Transducers, Transmitters, and Sensors

Posted on May 8, 2020 John Smith Transducers, Transmitters, and Sensors

Pressure transducer, pressure transmitter, and pressure sensor are often used interchangeably. This is not entirely correct. First, let’s look at the differences between pressure transducers and transmitters. In its most basic form, a transducer is a device used to measure pressure, load, force, or other factors, and convert the reading into an electronic signal. A transmitter also converts a reading into an electrical signal, but subsequently amplifies, modifies, and sends the signal to another receiver.

In a pressure transducer, a thin-film or piezo resistive pressure sensor is mounted on a process connection. Piezo resistance refers to a change in the electrical resistivity of a semiconductor or metal when mechanical strain is applied. The transducer converts pressure into an analog output signal, usually in the form of a millivolt (mV) per volt output. Transducer signals are not linearized or temperature compensated. A pressure transmitter, on the other hand, has additional circuitry that linearizes, compensates, and amplifies the signals from a transducer. The varying signal types are usually voltage signals (0-5 or 0-10 volts), milliamp (4-20 milliamp) or digital. The transmitter can then communicate the signals to a remote receiver.

While the two devices have distinct differences, it isn’t necessarily critical that people use one or the other. The most important factor to consider is which device better suits the intended application and provides the necessary characteristics for optimal operation. When deciding which instrument to use, factors such as accuracy, range, working temperature, and medium are all important to consider. In terms of the output signal, there are also important factors to take into account:

  • Typical mV outputs do not have temperature characterization.
  • A current signal has higher resistance to interference and noise than a voltage signal.
  • Current signals can travel farther than voltage signals.
  • Analog signals are just pressure readings.
  • A digital signal allows users to collect more information than just pressure.
  • The input card of many control systems accepts only amplified signals.

Much like the comparison of transmitters and transducers, sensors and transducers are also often mistaken for one another. Again, both ‘sensor’ and ‘transducer’ can refer to the same product, such as in the case of linear sensors and linear transducers. However, in most cases, sensors and transducers have different meanings. The primary difference is related to the output signal. Sensors and transducers are both used to sense a change within an environment, but a sensor will give an output in the same format, while a transducer will convert the measurement into an electrical signal.

A sensor is defined as a device used to measure a physical quality such as light, sound, or temperature and give the output in an easy-to-read format.

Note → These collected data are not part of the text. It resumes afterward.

PR #2128, opened 2022-07-26
Create GitHub issue if tdbuild trigger fails

prprabhu-ms:
# Why

We didn't notice that the action was failing for 8 days: 
image

Also, this action is very robust and almost never fails except when the PAT expires. So we don't anticipate false positives.

# Validation

Injected a failure in the action and ran https://github.com/Azure/communication-ui-library/actions/runs/2737864358
which failed and created the issue https://github.com/Azure/communication-ui-library/issues/2129


prprabhu-ms:
Assigned the previous and next OCE ;)

.github/workflows/run-td-build.yml
```diff
@@ -43,3 +43,25 @@ jobs:
...
+      - name: Create GitHub issue
+        id: create-issue
+        run: |
+          # check for an issue that is already open
+          curl -H "Accept: application/vnd.github.v3+json" https://api.github.com/search/issues?q=org:Azure+repo:communication-ui-library+label:TDBUILD_FAILURE+state:open > $HOME/tdbuild_issues.json
+          issue_count=$(jq -r '.total_count' $HOME/tdbuild_issues.json)
+          if [ $issue_count -gt 0 ]; then
+            echo "No need to create new issue, one already exists"
+          else
+            curl -X POST -H 'authorization: Bearer ${{ secrets.GITHUB_TOKEN }}' https://api.github.com/repos/Azure/communication-ui-library/issues -d '{"title":"Action to trigger TD Build failed", "body": "Please investigate failures of https://github.com/Azure/communication-ui-library/actions/workflows/run-td-build.yml", "labels":["TDBUILD_FAILURE"]}'
```
JamesBurnside, line 64: Any way we can link to this build that failed? I know for the main CI fail we don't and it would be really really helpful to put a link to the failed build

JamesBurnside (approved):

.github/workflows/run-td-build.yml
prprabhu-ms: I got lazy and just linked to the actions page (you see all the latest builds, hopefully including the red ones)

prabhjot-msft (approved):

PR #2131, opened 2022-07-26
fix: joinCall set correct mute state based on microphoneOn parameter

bfwg:
# What
Fixed a bug where the initial muted state is not being set correctly. 

# Why
When `microphoneOn` is true, `muted` will be true which is backward of what the code is intended to do. 

# How Tested
I tested calling `joinCall` with `microphoneOn` parameter `true`  and the call will start muted which is incorrect.

# Process & policy checklist


packages/react-composites/src/composites/CallComposite/adapter/AzureCommunicationCallAdapter.ts
```diff
@@ -299,7 +299,7 @@ export class AzureCommunicationCallAdapter implements CallAdapter {
     }
 
     return this.teeErrorToEventEmitter(() => {
-      const audioOptions: AudioOptions = { muted: microphoneOn ?? !this.getState().isLocalPreviewMicrophoneEnabled };
+      const audioOptions: AudioOptions = { muted: !microphoneOn ?? !this.getState().isLocalPreviewMicrophoneEnabled };
```
prprabhu-ms, line 302: `microphoneOn` is optional. If we check for falsiness, calling `joinCall()` without any arguments will cause `muted` to be set to `true`.

So, fallback on `undefined`, and *then* check for falsiness...

```suggestion
      const audioOptions: AudioOptions = { muted: !(microphoneOn ?? this.getState().isLocalPreviewMicrophoneEnabled) };
```

prprabhu-ms (changes requested):
Thank you for your contribution!

I checked in the rest of the codebase and turns out we don't ever call `joinCall` with `microphoneOn` set (to either `true` or `false`). That is why things were not on fire already.

Thanks for catching this.

packages/react-composites/src/composites/CallComposite/adapter/AzureCommunicationCallAdapter.ts
bfwg: Great suggestion. I've fixed my code.

JamesBurnside (approved):

prprabhu-ms (approved):

prprabhu-ms:
Do you mind running `rush changelog` and providing a changelog for this PR?

The type should be "patch" (as this is a bugfix). The PR title is a good change description.

prprabhu-ms:
I'm trying to figure out why chromatic is unhappy.

bfwg:
Done.

PR #2136, opened 2022-07-27
Resolve ModalPip boundary issue in callpane in Call Composite

edwardlee-msft:
# What
Move LayerHost for ModalLocalAndRemotePIP outside of CallArrangement into CallComposite file

Boundaries properly set 

https://user-images.githubusercontent.com/97130533/181358663-73aef1ce-3b27-4d06-86dd-edb785091f26.mov

# Why
Resolve boundary issue with pip when in mobile view with people pane open. 
LayerHost needs to be rendered before useMinMaxDragPosition in common/utils is called. 
Cannot be in CallArrangement as previously done as CallArrangement is rendered when callStatus is connected, causing useRef reference to the ModalLayerHost to be initialized as null.

Clipping and boundaries not properly set

https://user-images.githubusercontent.com/97130533/181358591-c6cbf8d0-f824-494d-985c-d43ce2506467.mov

# How Tested
Test locally on MacOS on Chrome mobile view.

# Process & policy checklist

### DIFF
--- a/packages/react-composites/src/composites/CallComposite/CallComposite.tsx
+++ b/packages/react-composites/src/composites/CallComposite/CallComposite.tsx
@@ -252,7 +252,7 @@ export const CallComposite = (props: CallCompositeProps): JSX.Element => {
             // the Modal because the draggable bounds thinks it has no space and will always return to its initial position after dragging.
             // Additionally, this layer host cannot be in the Call Arrangement as it needs to be rendered before useMinMaxDragPosition() in
             // common/utils useRef is called.
-            // This modal needs to be called before a call gets connected.
+            // Warning: this is fragile and works because the call arrangement page is only rendered after the call has connected and thus this LayerHost will be guaranteed to have rendered (and subsequently mounted in the DOM). This ensures the DOM element will be available before the call to `document.getElementById(modalLayerHostId)` is made.
             /* @conditional-compile-remove(one-to-n-calling) */
             mobileView && <LayerHost id={modalLayerHostId} className={mergeStyles(modalLayerHostStyle)} />
           }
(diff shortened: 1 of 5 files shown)


packages/react-composites/src/composites/CallComposite/CallComposite.tsx
```diff
@@ -220,10 +240,22 @@ export const CallComposite = (props: CallCompositeProps): JSX.Element => {
...
             /* @conditional-compile-remove(rooms) */
             role={role}
           />
+          {
+            // This layer host is for ModalLocalAndRemotePIP in CallPane. This LayerHost cannot be inside the CallPane
+            // because when the CallPane is hidden, ie. style property display is 'none', it takes up no space. This causes problems when dragging
+            // the Modal because the draggable bounds thinks it has no space and will always return to its initial position after dragging.
+            // Additionally, this layer host cannot be in the Call Arrangement as it needs to be rendered before useMinMaxDragPosition() in
+            // common/utils useRef is called.
+            // This modal needs to be called before a call gets connected.
```
JamesBurnside, line 255: I would reword this - it reads as if it is being impacted by the connected state of the call explicitly instead of relying on the call state to ensure rendering order. Maybe something like:
```suggestion
            // Warning: this is fragile and works because the call arrangement page is only rendered after the call has connected and thus this LayerHost will be guaranteed to have rendered (and subsequently mounted in the DOM). This ensures the DOM element will be available before the call to `document.getElementById(modalLayerHostId)` is made.
```

JamesBurnside (approved):

carocao-msft (approved):

anjulgarg (approved):

PR #2141, opened 2022-07-29
CI: Build packlets used by browser tests

prprabhu-ms:
# Why

The browser tests use dependencies of `@internal/react-composites`  in the *test code*. Before this PR, the CI actions did not build these dependencies. When a [recent PR](https://github.com/Azure/communication-ui-library/pull/2076) introduced an import that needed to import from `@internal/acs-ui-common`, the tests started failing at runtime because of missing dependencies.

FixIt.

### DIFF
--- a/samples/tests/package.json
+++ b/samples/tests/package.json
@@ -19,7 +19,6 @@
   },
   "license": "MIT",
   "dependencies": {
-    "@azure/communication-react": "1.3.1-beta.1",
     "@azure/communication-calling": "1.6.1-beta.1 || 1.4.4",
     "@azure/communication-chat": "1.2.0",
     "@azure/communication-common": "2.0.0",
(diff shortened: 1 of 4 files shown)


samples/tests/package.json
```diff
@@ -19,7 +19,6 @@
   },
   "license": "MIT",
   "dependencies": {
-    "@azure/communication-react": "1.3.1-beta.1",
```
prprabhu-ms, line 22: These tests currently don't use this dependency at all, so dropping it (instead of adding to CI time by building all of `@azure/communication-react` before running these tests.

Let's see what CI has to say about this ;)

prprabhu-ms:
Added `ui change` label to add the update snapshot action.

carocao-msft (approved):

JamesBurnside:
(Disabled auto merge until CI checks are re-enabled)

JamesBurnside:
Renabled auto merge

JamesBurnside (approved):

PR #2142, opened 2022-08-02
1. [VideoTile Participant States] - Add a new prop VideoTile.participantState

anjulgarg:
# What
As part of PSTN and 1:N features, we need to show a remote participants call connection state.
Adding a new prop to video tile for making this possible.

image

Localization coming soon.
Tracked via https://skype.visualstudio.com/SPOOL/_workitems/edit/2940251

# Why

# How Tested

# Process & policy checklist


packages/communication-react/review/beta/communication-react.api.md
```diff
@@ -2758,8 +2758,13 @@ export interface VideoGalleryProps {
 export interface VideoGalleryRemoteParticipant extends VideoGalleryParticipant {
     isSpeaking?: boolean;
     screenShareStream?: VideoGalleryStream;
+    // @beta
+    state?: VideoGalleryRemoteParticipantState;
 }
 
+// @beta
+export type VideoGalleryRemoteParticipantState = 'Connecting' | 'Ringing' | 'Hold';
```
JamesBurnside, line 2766: Should something like 'connected' or 'inCall' be a state?

packages/react-components/review/beta/react-components.api.md
```diff
@@ -1395,8 +1395,13 @@ export interface VideoGalleryProps {
 export interface VideoGalleryRemoteParticipant extends VideoGalleryParticipant {
     isSpeaking?: boolean;
     screenShareStream?: VideoGalleryStream;
+    // @beta
+    state?: VideoGalleryRemoteParticipantState;
 }
 
+// @beta
+export type VideoGalleryRemoteParticipantState = 'Connecting' | 'Ringing' | 'Hold';
```
JamesBurnside, line 1403: does calling SDK use `hold` or `onHold` when it referes to something being on hold?

packages/react-components/src/components/VideoTile.tsx
```diff
@@ -100,27 +106,40 @@ export interface VideoTileProps {
...
+      <Stack styles={defaultPersonaStyles}>
+        <Persona
+          coinSize={coinSize}
+          hidePersonaDetails={hidePersonaDetails}
+          text={text ?? ''}
+          initialsTextColor="white"
+          aria-label={noVideoAvailableAriaLabel ?? ''}
+          showOverflowTooltip={false}
+        />
+        {participantState && <Text className={mergeStyles(participantStateStyle)}>{participantState}</Text>}
```
JamesBurnside, line 141: This text will need to be localized

packages/communication-react/review/beta/communication-react.api.md
anjulgarg: Didn't include those states because we don't show the state in our video tile visually when the participant is incall or connected.

packages/react-components/src/components/VideoTile.tsx
anjulgarg: It's part of a follow up PR
Tracked by this item https://skype.visualstudio.com/SPOOL/_workitems/edit/2940251

packages/communication-react/review/beta/communication-react.api.md
JamesBurnside: My thinking is that it does impact the UI - by explicitly not showing a state in the video tile. Contoso should be always able to set all props and an enum/type like `VideoGalleryRemoteParticipantState` should show all the possibilities - if I tried to use that prop its not clear that I can set it as undefined and get a different behavior than if I set it to one of the string litreral values.

anjulgarg: The concern here is by adding `Connected` to the enum, we are suggesting that similar to `Ringing...` and `Connecting...` text under the Persona, `Connected` will also be shown. Which is misleading.

carocao-msft (approved):
Looks good to me aside from James's comment, should we discuss this in parking lot? I agree with Anjul on the misleading part however are we limiting options for Contoso here?

packages/communication-react/review/beta/communication-react.api.md
prprabhu-ms: I agree that `Connected` should be included.
We would expect the state to be `Connected` for participants actually in the call (once our selectors have been updated) so we should leave a note that `undefined` state is treated the same as `Connected` for backward compatibility.

prprabhu-ms (approved):

packages/communication-react/review/beta/communication-react.api.md
prprabhu-ms: I don't think the value of `Connected` is misleading. The field isn't called `connectionOverlayLabel` or some such, in which case it would be misleading to show nothing for some explicit value.

An alternative implementation of the `VideoTile` might not even attempt to show the video until state enters `Connected`...

PR #2143, opened 2022-08-02
Return participant state from videoGallerySelector

anjulgarg:
# What
Return participant state from videoGallerySelector and wire it in video gallery -> remote video tiles

# Why
To show remote participant states such as ringing, connecting in videogallery during pstn / 1:N calls

# How Tested

# Process & policy checklist

### DIFF
--- a/packages/calling-component-bindings/src/utils/videoGalleryUtils.ts
+++ b/packages/calling-component-bindings/src/utils/videoGalleryUtils.ts
@@ -1,10 +1,17 @@
 // Copyright (c) Microsoft Corporation.
 // Licensed under the MIT license.
 
-import { DominantSpeakersInfo } from '@azure/communication-calling';
+import {
+  DominantSpeakersInfo,
+  RemoteParticipantState as RemoteParticipantConnectionState
+} from '@azure/communication-calling';
 import { memoizeFnAll, toFlatCommunicationIdentifier } from '@internal/acs-ui-common';
 import { RemoteParticipantState, RemoteVideoStreamState } from '@internal/calling-stateful-client';
-import { VideoGalleryRemoteParticipant, VideoGalleryStream } from '@internal/react-components';
+import {
+  VideoGalleryRemoteParticipant,
+  VideoGalleryRemoteParticipantState,
+  VideoGalleryStream
+} from '@internal/react-components';
 import { checkIsSpeaking } from './SelectorUtils';
 
 /** @internal */
@@ -30,6 +37,7 @@ export const _videoGalleryRemoteParticipantsMemo = (
           participant.isMuted,
           checkIsSpeaking(participant),
           participant.videoStreams,
+          participant.state,
           participant.displayName
         );
       });
@@ -42,6 +50,7 @@ const memoizedAllConvertRemoteParticipant = memoizeFnAll(
     isMuted: boolean,
     isSpeaking: boolean,
     videoStreams: { [key: number]: RemoteVideoStreamState },
+    state: RemoteParticipantConnectionState,
     displayName?: string
   ): VideoGalleryRemoteParticipant => {
     return convertRemoteParticipantToVideoGalleryRemoteParticipant(
@@ -49,6 +58,7 @@ const memoizedAllConvertRemoteParticipant = memoizeFnAll(
       isMuted,
       isSpeaking,
       videoStreams,
+      state,
       displayName
     );
   }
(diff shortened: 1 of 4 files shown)


packages/calling-component-bindings/src/utils/videoGalleryUtils.ts
```diff
@@ -82,14 +93,24 @@ export const convertRemoteParticipantToVideoGalleryRemoteParticipant = (
     }
   }
 
+  /**
+   * Since VideoTile only cares about the following states,
+   * we don't observe the other states like 'EarlyMedia'.
+   */
+  let participantState: VideoGalleryRemoteParticipantState | undefined;
+  if (state === 'Connecting' || state === 'Ringing' || state === 'Hold') {
```
JamesBurnside, line 101: Do we filter out participants with other states anywhere? Or do we show a participant with state "Disconnected" or "Idle" in the video gallery currently?

JamesBurnside: Hmm we just filter out `inLobby`:
image

(not part of this PR) Should we be filtering out every state we don't explicitly handle?

JamesBurnside, line 101: Per comment on other PR, I think we should support 'Connected' as a valid state and pass that through

JamesBurnside (approved):

packages/calling-component-bindings/src/utils/videoGalleryUtils.ts
anjulgarg: Any particular reason for supporting the Connected state?
There is no visual feedback to the customers when the state is connected

anjulgarg: I think you are right.
Pinged the calling sdk team to understand what the states like `Idle` and `EarlyMedia` mean.
Will modify the filter logic once I have answers.

anjulgarg: Updated the code, we didn't need to filter out states but convert them to video tile states.

carocao-msft (approved):

packages/calling-component-bindings/src/utils/videoGalleryUtils.ts
```diff
@@ -103,3 +115,18 @@ const convertRemoteVideoStreamToVideoGalleryStream = (stream: RemoteVideoStreamS
...
   };
 };
+
+const convertRemoteParticipantStateToVideoGalleryRemoteParticipantState = (
+  state: RemoteParticipantConnectionState
+): VideoGalleryRemoteParticipantState | undefined => {
+  if (state === 'Idle' || state === 'Connecting') {
+    return 'Connecting';
+  }
+  if (state === 'EarlyMedia' || state === 'Ringing') {
```
prprabhu-ms, line 125: What is `EarlyMedia`, and how does it differ from `Ringing`?

Should the logic for how to deal with `EarlyMedia` be in the UI component instead of here?
Justification: We avoid diff from headless base types unless we have a reason for it (in that case add a comment to the code above about why we are mapping these states together)

packages/calling-component-bindings/src/utils/videoGalleryUtils.ts
```diff
@@ -103,3 +115,18 @@ const convertRemoteVideoStreamToVideoGalleryStream = (stream: RemoteVideoStreamS
     renderElement: stream.view?.target
   };
 };
+
+const convertRemoteParticipantStateToVideoGalleryRemoteParticipantState = (
+  state: RemoteParticipantConnectionState
+): VideoGalleryRemoteParticipantState | undefined => {
+  if (state === 'Idle' || state === 'Connecting') {
```
prprabhu-ms, line 122: Same as below: Add a comment explaining why we need to map these two together.

change/@internal-calling-component-bindings-d97d9a4b-3ddf-40e4-85a8-a59cfa2c246a.json
```diff
@@ -0,0 +1,7 @@
+{
+  "type": "prerelease",
+  "comment": "videoGallerySelector returned remote participants contain a state attribute reflecting their call connection state",
```
prprabhu-ms, line 3: nit: weird grammar

packages/calling-component-bindings/src/utils/videoGalleryUtils.ts
```diff
@@ -42,13 +50,15 @@ const memoizedAllConvertRemoteParticipant = memoizeFnAll(
     isMuted: boolean,
     isSpeaking: boolean,
     videoStreams: { [key: number]: RemoteVideoStreamState },
+    state: RemoteParticipantConnectionState,
```
prprabhu-ms, line 53: Let's call this `connectionState` everywhere. `state` is too generic, and already has at least two distinct meanings in our package.

prprabhu-ms: Ugh. I see that this is called `RemoteParticipantState` and the field is called `state` in the headless API.

So... let's stick to `state` to be consistent with that (bad) naming.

A mercury thermometer is an example of a sensor, in that the mercury simply expands when the temperature rises, providing a reading for the user. There is no electrical interference or change. While a transducer can similarly carry out the task of measuring physical qualities, it will also convert the signal from a physical form to another, meaning the input and output differ from each other. Examples of sensors include pressure switches, thermistors, mercury thermometers, and motion sensors. Examples of transducers include pressure transducers, cable extension transducers, linear transducers, and microphones.